Rendell’s move seems to signal that health care reform will cost us
Gov. Ed Rendell’s recent deal with unionized employees of Philadelphia’s Southeastern Pennsylvania Transportation Authority, brokered to end a paralyzing transit strike in the City of Brotherly Love, includes a provision protecting the union’s workers from increases to their health insurance costs caused by national health care reform, according to the Pittsburgh Tribune-Review.
Rendell seems like the last person in the world who would accept this provision. It flies in the face of everything he’s promoted.
The Democratic governor has worked non-stop to promote health care in Pennsylvania, fighting Senate Republicans over and over about expanding AdultBasic, Pennsylvania ABC and other health insurance programs to expand coverage to the state’s uninsured residents. He was rumored for months to have been pushing his reform packages so he could land a gig as U.S. health secretary had Hillary Clinton won the presidency.

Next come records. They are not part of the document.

PR #1747, opened 2019-06-13
watch: use informer for WatchEverything

### LINKED ISSUE #1744: channels closing when watching k8s objects for events
This generates a log message like `Failed watching K8S objects of type apps/v1, Resource=deployments. This shouldn't happen. Please report a bug at: https://github.com/windmilleng/tilt/issues`, and then tilt stops watching objects of that type.

This is discussed a bit more [here](https://github.com/windmilleng/tilt/blob/2667f959005e82d69e24817b8c011ed62256b0f3/internal/k8s/watch.go#L395). It's worth noting the first line of that comment supposing it's CRD-specific is evidently wrong, as users have observed this affecting `Deployment`. This was committed as it was since no one else was able to reproduce the problem.

landism:
This hopefully fixes #1744.

I haven't figured out a 100% repro for #1744, but when running with this change and `--klog 8`, I was able to observe a bunch of logs like this, which certainly looks like the problem is reproing (i.e., channels are closing) and being handled (i.e., watches are restarted) by the informer.
```
I0613 18:25:11.948358   60899 reflector.go:370] github.com/windmilleng/tilt/internal/k8s/watch.go:377:
Watch close - *unstructured.Unstructured total 0 items received
I0613 18:25:11.948551   60899 round_trippers.go:416] GET
https://localhost:6443/apis/fission.io/v1/canaryconfigs?resourceVersion=1190535&timeoutSeconds=582&watch=t
rue
```

It's still troubling that there are so many dropped connections in the first place, but that's an issue to address separately.

bonus: the informer code is much prettier than all of that reflection

### DIFF
--- a/internal/k8s/watch.go
+++ b/internal/k8s/watch.go
@@ -4,7 +4,6 @@ import (
 	"context"
 	"fmt"
 	"net/http"
-	"reflect"
 	"time"
 
 	"github.com/pkg/errors"
@@ -13,13 +12,14 @@ import (
 	apiErrors "k8s.io/apimachinery/pkg/api/errors"
 	metav1 "k8s.io/apimachinery/pkg/apis/meta/v1"
 	"k8s.io/apimachinery/pkg/labels"
+	"k8s.io/apimachinery/pkg/runtime"
 	"k8s.io/apimachinery/pkg/runtime/schema"
 	"k8s.io/apimachinery/pkg/watch"
+	"k8s.io/client-go/dynamic/dynamicinformer"
 	"k8s.io/client-go/informers"
 	authorizationv1client "k8s.io/client-go/kubernetes/typed/authorization/v1"
 	"k8s.io/client-go/tools/cache"
 
-	"github.com/windmilleng/tilt/internal/analytics"
 	"github.com/windmilleng/tilt/internal/logger"
 	"github.com/windmilleng/tilt/internal/model"
 )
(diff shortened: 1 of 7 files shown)


landism:
Also, no tests, but there were already no tests for WatchEverything? Maybe I should spend half the day tomorrow on that.

internal/k8s/watch.go
```diff
@@ -345,80 +345,42 @@ func (kCli K8sClient) WatchEverything(ctx context.Context, lps []model.LabelPair
...
-}
-
-func watchEverythingLoop(ctx context.Context, ch chan<- watch.Event, watchers []watch.Interface, gvrs []gvrWithNamespaced) {
-	var selectCases []reflect.SelectCase
-	for _, w := range watchers {
-		selectCases = append(selectCases, reflect.SelectCase{
-			Dir:  reflect.SelectRecv,
-			Chan: reflect.ValueOf(w.ResultChan()),
+	for _, gvr := range gvrs {
+		informer := dynamicinformer.NewDynamicSharedInformerFactory(kCli.dynamic, 0).ForResource(gvr.GroupVersionResource).Informer()
```
nicks: i'm pretty sure this won't work with namespaces?

nicks:
Also, fwiw, I've found the k8s client-go testing infra to be pretty good for exercising these sorts of issues?

landism:
> Also, fwiw, I've found the k8s client-go testing infra to be pretty good for exercising these sorts of issues?

So have I! I was kinda fishing for context on whether there was a reason we skipped them in the first place.

landism:
putting this on hold until we have more time to push events over the finish line

PR #1749, opened 2019-06-14
web: correctly coerce RuntimeStatus string to proper type

jazzdan:


web/src/status.tsx
```diff
@@ -22,7 +22,17 @@ function combinedStatus(res: any): RuntimeStatus {
   if (lastBuildError) {
     return RuntimeStatus.Error
   }
-  return runtimeStatus
+
```
landism: This is a bit confusing to me... My best guess - is the intent of this change to make it so that if we add a new status and don't update this, we convert it to Unknown? Or is this where the actual coercion is happening and I don't understand TS enums?

also, ffti code golf (well, maybe slightly better than code golf since it's a bit more DRY-y, or maybe slightly worse since it's using case fallthroughs):
```
case RuntimeStatus.Error:
case RuntimeStatus.Pending:
case RuntimeStatus.Ok:
  return status
default:
  return RuntimeStatus.Unknown
```

jazzdan: Yeah, the `Resource` typo only uses primitives since we can't know the type of what we get from the server (everything on the internet is a string).

Right now that conversion happens here but we should probably have a step further up where we validate/add types to the websocket response.

Issue #2608, opened 2019-11-27
feature request: load web assets from offline


nicks:
Currently, Tilt loads its web assets from a publicly readable google cloud storage bucket at
https://storage.googleapis.com/tilt-static-assets/

This is much easier for us to manage operationally. But it means that if you're offline, or have a firewall that's blocking this site for some reason, the Tilt web UI will fail to load.

One or two people in the #tilt channel have asked how hard it would be to make this work offline. I'm not totally sure, and haven't spent much time looking into using something like Packr to do this

nicks:
(Current workaround is to only use Tilt when offline, and unblock the above bucket in your firewall)

victorwuky:
A workaround is installing and running Tilt from source, and setting `web-mode=local` to serve local assets from your local system. See https://github.com/windmilleng/tilt/blob/master/CONTRIBUTING.md#web-ui

szucsitg:
We'd love this as well

victorwuky:
@szucsitg feel free to upvote (👍 ) the issue. We use to track interest.

CorentinWanteeed:
Hello ✋,

I am also interested about this feature. :)

Tchoupinax:
Hello ✋,

I am also interested about this feature. :)

nicks:
I think the Go team is working on a much more holistic solution to this problem https://github.com/golang/go/issues/35950, so I'm eagerly watching what happens there

samkon:
It can be all about DNS configuration you're using as I use google dns. Reset your DNS configurations and try it again.

PR #3304, opened 2020-05-07
no-check option for asset uploading, default for release

maiamcc:
Hello @nicks, @jazzdan,

Please review the following commits I made in branch upload-assets-messaging:

6d5a606431cdd593442c0f2435ef346a20221003 (2020-05-07 18:24:25 -0400)
no-check option for asset uploading, default for release

e6e313be7eb172c44a674491f535581dd7b07062 (2020-05-07 17:34:35 -0400)
scripts: upload-assets.py tells you what to do in case of conflict


maiamcc:
just running `gsutil cp` SHOULD overwrite the existing objects but I couldn't make that behavior happen so i went with this instead (`--no_check` doesn't guarantee overwriting, it just doesn't check). That might be unnecessary word mincing tho 🤷‍♀️

scripts/upload-assets.py
```diff
@@ -28,12 +28,17 @@
...
 url = dir_url + "index.html"
 print("Uploading to %s" % dir_url)
-status = subprocess.call([
-  "gsutil", "stat", "gs://tilt-static-assets/%s/index.html" % version
-])
-if status == 0:
-  print("Error: Files already exist: %s" % url)
-  sys.exit(1)
+
+if not args.no_check:
```
nicks, line 32: is there a risk this will get us into a weird state where two releases are on top of each other? do we need to delete the old folder if it exists?

scripts/release.sh
```diff
@@ -13,7 +13,7 @@ fi
 DIR=$(dirname "$0")
 cd "$DIR/.."
 
-./scripts/upload-assets.py latest
+./scripts/upload-assets.py latest --force
```
maiamcc, line 16: I'm... honestly not sure if we want this or if we want to allow users to pipe the `--force` arg thru via `make release` / have a separate invocation `upload-assets.py latest --clean` that JUST deletes the existing bucket and then user can run `make release` without the `--force` flag. thoughts?

maiamcc:
@nicks took another swing at this cuz it was bothering me this morning!

maiamcc:
@nicks @landism ping! (This is pretty different from the original version so wants re-review)

scripts/release.sh
landism: I can come up with some pros and cons but they seem minor enough and the impact of this decision small enough that it's probably not worth our time.

landism:
Alternate proposal, if you're interested:

change the asset server to always fetch assets by sha and take asset uploads out of the release process

landism (approved):

scripts/release.sh
landism: Actually, I'm in favor of the `--clean` option. As Nick has been saying, we should move the release process to CI, and the `--clean` option allows us to handle that error separately on our laptops.

nicks:
alternative proposal #2 - bake assets into the binary, cf https://go.googlesource.com/proposal/+/master/design/draft-embed.md, https://github.com/tilt-dev/tilt/issues/2608

nicks (approved):

nicks:
actually, nm, i guess embedded assets wouldn't fix the whole problem, since we'd still have to do asset releases for snapshots

scripts/release.sh
maiamcc: done!

PR #3308, opened 2020-05-08
Update upgrade docs as soon as possible

victorwuky:


victorwuky:
@maiamcc : I see https://github.com/windmilleng/tilt.build/pull/571/files hasn't been merged yet, but at least [one person in Slack](https://kubernetes.slack.com/archives/CESBL84MV/p1588944318467100) seems to have already seen 0.13.5, probably due to upgrade nudge, so I'm guessing they had to manually know to change 0.13.4 to 0.13.5 when copying pasting the upgrade command from https://docs.tilt.dev/upgrade.html.

Ideally https://docs.tilt.dev/upgrade.html can be updated automatically whenever there's a new release of windmilleng/tilt. Should we scope a story to do that soon-ish?

CONTRIBUTING.md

But when her candidacy failed, he kept pushing and pushing.
Now, President Barack Obama and other Democrats appear to be close to passing legislation that would advance Rendell’s belief in covering all of the uninsured in Pennsylvania and the U.S. much further, and he’s giving a key union an out if their coverage costs increase.
Rendell decision may upset his Democratic Party buddies, because it is the best proof yet that federal health care reform is going increase our coverage costs.